→ **PROBLEM REQUIREMENTS**:
Go through the records below and write each one out again unchanged.

(Collected data)
PR #835, opened 2018-10-11
Handle OSError: Closes #829

### LINKED ISSUE #829: OSError: [Errno 22] Invalid argument on Windows
In some cases random dates generated by faker fail on Windows.
There was another issue on this, but it was closed and a stack trace was asked. It was issue #460 
I have the stack trace included.
Unfortunately I don't have the exact line where it fails, because there are several in my code, and the stack trace doesn't say which statement is the direct cause, but here are all of the fake dates in my code:

```
dateofbirth = factory.Faker('date_between', start_date="-70y", end_date="-20y")
created = factory.Faker('date_time_this_decade', before_now=True, after_now=False)
dateLastModified = factory.Faker('date_time_this_year', before_now=True, after_now=False)
password_changed = factory.Faker('date_time_this_year', before_now=True, after_now=False)
status_date = factory.Faker('date_time_this_year', before_now=True, after_now=False)
```

### Steps to reproduce
This occurs randomly, propably when the randomly chosen date is out of specific bounds.
Please refer to #460 for further details.

### Expected behavior
A random date should be assigned

### Actual behavior
OSError: [Errno 22] Invalid argument

### stack trace

```
  File "C:\projects\clubassistant\features\current\ca5\tests\businesslogic\reminderlogic.py", line 20, in test_amount_too_high_ok
    member = MemberFactory()
  File "C:\projects\clubassistant\features\current\ca5\.venv\lib\site-packages\factory\base.py", line 46, in __call__
    return cls.create(**kwargs)
  File "C:\projects\clubassistant\features\current\ca5\.venv\lib\site-packages\factory\base.py", line 563, in create
    return cls._generate(enums.CREATE_STRATEGY, kwargs)
  File "C:\projects\clubassistant\features\current\ca5\.venv\lib\site-packages\factory\base.py", line 500, in _generate
    return step.build()
  File "C:\projects\clubassistant\features\current\ca5\.venv\lib\site-packages\factory\builder.py", line 272, in build
    step.resolve(pre)
  File "C:\projects\clubassistant\features\current\ca5\.venv\lib\site-packages\factory\builder.py", line 221, in resolve
    self.attributes[field_name] = getattr(self.stub, field_name)
  File "C:\projects\clubassistant\features\current\ca5\.venv\lib\site-packages\factory\builder.py", line 375, in __getattr__
    extra=context,
  File "C:\projects\clubassistant\features\current\ca5\.venv\lib\site-packages\factory\faker.py", line 56, in evaluate
    return self.generate(extra or {})
  File "C:\projects\clubassistant\features\current\ca5\.venv\lib\site-packages\factory\faker.py", line 53, in generate
    return subfaker.format(self.provider, **kwargs)
  File "C:\projects\clubassistant\features\current\ca5\.venv\lib\site-packages\faker\generator.py", line 76, in format
  File "C:\projects\clubassistant\features\current\ca5\.venv\lib\site-packages\faker\providers\date_time\__init__.py", line 1580, in date_between
    return self.date_between_dates(date_start=start_date, date_end=end_date)
  File "C:\projects\clubassistant\features\current\ca5\.venv\lib\site-packages\faker\providers\date_time\__init__.py", line 1680, in date_between_dates
    return self.date_time_between_dates(date_start, date_end).date()
  File "C:\projects\clubassistant\features\current\ca5\.venv\lib\site-packages\faker\providers\date_time\__init__.py", line 1665, in date_time_between_dates
    pick = datetime.fromtimestamp(timestamp, tzlocal())
OSError: [Errno 22] Invalid argument
```

BrodyUnderwood1:
Handles issue #829

### What does this changes

faker/providers/date_time/__init__.py     date_time_between_dates()

### What was wrong

Windows unable to handle certain dates outside of range

### How this fixes it

Returns new date instead of out of range date.

Fixes #829

### DIFF
--- a/faker/providers/date_time/__init__.py
+++ b/faker/providers/date_time/__init__.py
@@ -1669,6 +1669,8 @@ class Provider(BaseProvider):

→ **TASK OUTPUT**:
PR #835, opened 2018-10-11
Handle OSError: Closes #829

### LINKED ISSUE #829: OSError: [Errno 22] Invalid argument on Windows
In some cases random dates generated by faker fail on Windows.
There was another issue on this, but it was closed and a stack trace was asked. It was issue #460 
I have the stack trace included.
Unfortunately I don't have the exact line where it fails, because there are several in my code, and the stack trace doesn't say which statement is the direct cause, but here are all of the fake dates in my code:

```
dateofbirth = factory.Faker('date_between', start_date="-70y", end_date="-20y")
created = factory.Faker('date_time_this_decade', before_now=True, after_now=False)
dateLastModified = factory.Faker('date_time_this_year', before_now=True, after_now=False)
password_changed = factory.Faker('date_time_this_year', before_now=True, after_now=False)
status_date = factory.Faker('date_time_this_year', before_now=True, after_now=False)
```

### Steps to reproduce
This occurs randomly, propably when the randomly chosen date is out of specific bounds.
Please refer to #460 for further details.

### Expected behavior
A random date should be assigned

### Actual behavior
OSError: [Errno 22] Invalid argument

### stack trace

```
  File "C:\projects\clubassistant\features\current\ca5\tests\businesslogic\reminderlogic.py", line 20, in test_amount_too_high_ok
    member = MemberFactory()
  File "C:\projects\clubassistant\features\current\ca5\.venv\lib\site-packages\factory\base.py", line 46, in __call__
    return cls.create(**kwargs)
  File "C:\projects\clubassistant\features\current\ca5\.venv\lib\site-packages\factory\base.py", line 563, in create
    return cls._generate(enums.CREATE_STRATEGY, kwargs)
  File "C:\projects\clubassistant\features\current\ca5\.venv\lib\site-packages\factory\base.py", line 500, in _generate
    return step.build()
  File "C:\projects\clubassistant\features\current\ca5\.venv\lib\site-packages\factory\builder.py", line 272, in build
    step.resolve(pre)
  File "C:\projects\clubassistant\features\current\ca5\.venv\lib\site-packages\factory\builder.py", line 221, in resolve
    self.attributes[field_name] = getattr(self.stub, field_name)
  File "C:\projects\clubassistant\features\current\ca5\.venv\lib\site-packages\factory\builder.py", line 375, in __getattr__
    extra=context,
  File "C:\projects\clubassistant\features\current\ca5\.venv\lib\site-packages\factory\faker.py", line 56, in evaluate
    return self.generate(extra or {})
  File "C:\projects\clubassistant\features\current\ca5\.venv\lib\site-packages\factory\faker.py", line 53, in generate
    return subfaker.format(self.provider, **kwargs)
  File "C:\projects\clubassistant\features\current\ca5\.venv\lib\site-packages\faker\generator.py", line 76, in format
  File "C:\projects\clubassistant\features\current\ca5\.venv\lib\site-packages\faker\providers\date_time\__init__.py", line 1580, in date_between
    return self.date_between_dates(date_start=start_date, date_end=end_date)
  File "C:\projects\clubassistant\features\current\ca5\.venv\lib\site-packages\faker\providers\date_time\__init__.py", line 1680, in date_between_dates
    return self.date_time_between_dates(date_start, date_end).date()
  File "C:\projects\clubassistant\features\current\ca5\.venv\lib\site-packages\faker\providers\date_time\__init__.py", line 1665, in date_time_between_dates
    pick = datetime.fromtimestamp(timestamp, tzlocal())
OSError: [Errno 22] Invalid argument
```

BrodyUnderwood1:
Handles issue #829

### What does this changes

faker/providers/date_time/__init__.py     date_time_between_dates()

### What was wrong

Windows unable to handle certain dates outside of range

### How this fixes it

Returns new date instead of out of range date.

Fixes #829

### DIFF
--- a/faker/providers/date_time/__init__.py
+++ b/faker/providers/date_time/__init__.py
@@ -1669,6 +1669,8 @@ class Provider(BaseProvider):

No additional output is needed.